2. **Freeze `seed` while searching** — the score must reflect the prompt, not sampler
noise. Vary the seed only after converging, to confirm robustness.
3. **Always edit from `best_state`**, never from a worse last state.
4. **Steer toward `ref`** on the worst axis; if the obvious wording doesn't move the score
after a try, try an alternative phrasing for that axis before moving on.
5. **Near the margin, don't over-trust one reading.** `swap_eval` already averages two
orderings; if two candidates are within ~0.03, re-run each on a second seed.
6. **Log every step**: `(iter, axis_changed, old→new, overall_score, worst-axes)`.
## Worked example
```
iter1 overall=0.41 worst: scene 0.30 ref:[dim bedroom] gen:[bright kitchen]
edit scene → "dimly lit bedroom"
iter2 overall=0.58 worst: position 0.35 ref:[doggy style] gen:[missionary]
edit position → "doggy style"
iter3 overall=0.71 worst: lighting_color 0.50 ref:[warm low-key] gen:[flat daylight]
edit lighting → "warm low-key lighting" (0.69 → revert)
iter4 overall=0.69 retry lighting → "warm golden low-key glow" (0.84 → keep)
iter5 overall=0.84 worst: clothing_state 0.80 ref:[red lace lingerie] gen:[plain bra]
edit clothing → "red lace lingerie"
iter6 overall=0.89 ≥ target → STOP
```
## Report shape the agent reads (`latest.json` / stdout)
```json
{
"run_tag": "iter002",
"overall_score": 0.58,
"axes": {
"position": {"score": 0.35, "ref": "doggy style", "gen": "missionary"},
"scene": {"score": 0.92, "ref": "dim bedroom", "gen": "dim bedroom"}
},
"prompt_used": "...", "_prompt_id": "...", "_report_path": "..."
}
```
## Agent system prompt (paste into your CLI agent)
> You are the controller for a local image prompt calibrator.
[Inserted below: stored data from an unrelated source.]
PR #543, opened 2026-08-12
fix: add timeout parameter for create nodes.

AmadeusPodvratnik:
On slower environments and running in pipelines creating the nodes could happen much slower than expected and the timeout of 360s is not enough.
This PR introduces a timeout parameter having the default value of 360. 
This PR was tested against a single KVM LPAR successfully. Network configuration was NAT.


AmadeusPodvratnik:
The lint errors (lines to long) will be fixed in a later PR.

Issue #546, opened 2026-08-26
bug: on slow environments the bootstrap process could take longer and scripts are failing with timeout error.


AmadeusPodvratnik:
On slower environments the whole bootstrap and creation process could take much longer than expected and the scripts are failing with timeout error.

AmadeusPodvratnik:
Fixed with https://github.com/IBM/Ansible-OpenShift-Provisioning/pull/547

PR #547, opened 2026-08-27
fix: Add more wait time for slower envs.

AmadeusPodvratnik:
Fix for https://github.com/IBM/Ansible-OpenShift-Provisioning/issues/546
The wait time for bootstrapping need to be extended, too. On slower environments the scripts might fail because the overall processing time is slow and the operators do not progressing in a timely manner.
Make the wait time for creating the bootstrap configurable (the same parameter used like the other nodes) and prolong the wait time for the bootstrap process in general.
Tested with two different KVM LPARs (NAT).
 
AI involved: no


AmadeusPodvratnik:
@Sravikaz If possible pls do the review on this PR. Thank you.

AmadeusPodvratnik:
The line to long lint errors will be fixed in one of upcoming PRs.

Sravikaz (approved):
LGTM

PR #549, opened 2026-08-27
fix: Set force flag for get rhcos image.

AmadeusPodvratnik:
In case of changing OCP versions to be installed, the RHCOS image need to be installed again in 5_setup_bastion playbook. To achive this, the force flag is being set to true.
AI involved: No


AmadeusPodvratnik:
The missing lint fixes will be done in a later PR.

Sravikaz (approved):
LGTM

Goal: make a generated
> image match a reference, measured by a Qwen3-VL judge that scores ~20 axes (identity,
> body, wardrobe, action, affect, camera, render) and for each returns `score` (01
> closeness), `ref` (what the reference shows) and `gen` (what the generated shows).
>
> You hold an **axis state** (current value per axis). Each turn: (1) render it to a
> prompt string; (2) run `python agent_bridge.py --workflow <wf> --prompt "<rendered>"
> --negative "<neg>" --seed <seed> --run-tag iter<N> --analysis-dir <report_dir>`;
> (3) read the printed JSON.
>
> Then greedy per-axis hill-climb: keep the change only if `overall_score` improved, else
> revert to the best state; pick the **lowest-scoring axis** and rewrite that axis's prompt
> wording to match its `ref` value (you decide the wording — there are no machine-supplied
> fixes). Change ONE axis per turn. Keep the seed fixed while searching. Stop at
> `overall_score ≥ TARGET` (default 0.85), PATIENCE=4 non-improving turns, or MAX_ITERS=25.
> Log every step and report the best prompt + score.